*** Opening of RECORDS SUPPLIED ***
PR #324217, opened 2024-07-03
86Box: Add optional wayland support

cjab:
86Box will run on wayland without these changes but mouse capturing will not work. Adding `extra-cmake-modules` and `wayland` as dependencies solves this problem.

I'm uncertain if compiling with these dependencies will cause issues for non-wayland users so the they are optional and controlled by the `enableWayland` flag.

## Things done

- Built on platform(s)
  - [x] x86_64-linux
  - [ ] aarch64-linux
  - [ ] x86_64-darwin
  - [ ] aarch64-darwin
  - [ ] `sandbox = relaxed`
  - [ ] `sandbox = true`
- [ ] Tested, as applicable:

---

### DIFF
--- a/pkgs/applications/emulators/86box/default.nix
+++ b/pkgs/applications/emulators/86box/default.nix
@@ -3,6 +3,7 @@
   lib,
   fetchFromGitHub,
   cmake,
+  extra-cmake-modules,
   pkg-config,
   makeWrapper,
   freetype,
@@ -19,10 +20,13 @@
   discord-gamesdk,
   libpcap,
   libslirp,
+  wayland,
+  wayland-scanner,
 
   enableDynarec ? with stdenv.hostPlatform; isx86 || isAarch,
   enableNewDynarec ? enableDynarec && stdenv.hostPlatform.isAarch,
   enableVncRenderer ? false,
+  enableWayland ? stdenv.isLinux,
   unfreeEnableDiscord ? false,
   unfreeEnableRoms ? false,
 }:
@@ -43,7 +47,7 @@ stdenv.mkDerivation (finalAttrs: {
     pkg-config
     makeWrapper
     qt5.wrapQtAppsHook
-  ];
+  ] ++ lib.optionals enableWayland [ extra-cmake-modules wayland-scanner ];
 
   buildInputs = [
     freetype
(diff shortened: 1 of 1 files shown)


pkgs/applications/emulators/86box/default.nix
```diff
@@ -19,10 +20,12 @@
   discord-gamesdk,
   libpcap,
   libslirp,
+  wayland,
 
   enableDynarec ? with stdenv.hostPlatform; isx86 || isAarch,
   enableNewDynarec ? enableDynarec && stdenv.hostPlatform.isAarch,
   enableVncRenderer ? false,
+  enableWayland ? false,
```
Artturin, line 28:
```suggestion
  enableWayland ? stdenv.isLinux,
```

The aur package always enables wayland so it should be fine https://aur.archlinux.org/packages/86box?all_deps=1#pkgdeps

Also add `86Box:` to the commit message.

pkgs/applications/emulators/86box/default.nix
```diff
@@ -43,7 +46,7 @@ stdenv.mkDerivation (finalAttrs: {
     pkg-config
     makeWrapper
     qt5.wrapQtAppsHook
-  ];
+  ] ++ lib.optional enableWayland extra-cmake-modules;
```
Artturin, line 49:
```suggestion
  ] ++ lib.optionals enableWayland [ extra-cmake-modules wayland-scanner ];
```

https://github.com/86Box/86Box/blob/c728f6cbf59735196e0ef69be514583c915e1d72/src/qt/CMakeLists.txt#L414

The reason it's working is that `strictDeps` isn't enabled

Artturin (approved):

pkgs/applications/emulators/86box/default.nix
cjab: Thanks @Artturin ! I applied this and your other suggestion but I just wanted to understand a bit more about `strictDeps`. Should `strictDeps` be enabled here? It seems like maybe it should be whenever possible? If you have any information on it or even just a link to some documentation that would be greatly appreciated 😄 .

Aleksanaa (approved):
Please reword commit to `_86box: Add optional wayland support`

jchv (approved):

pkgs/applications/emulators/86box/default.nix
Artturin: No docs but it's good to enable it when possible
*** Close of RECORDS SUPPLIED ***
#### [REQUIRED ACTION]
The required reply is the count of lines in the entries above where the string "strictDeps" appears, and nothing more.

#### [THE COMPLETED TASK]
2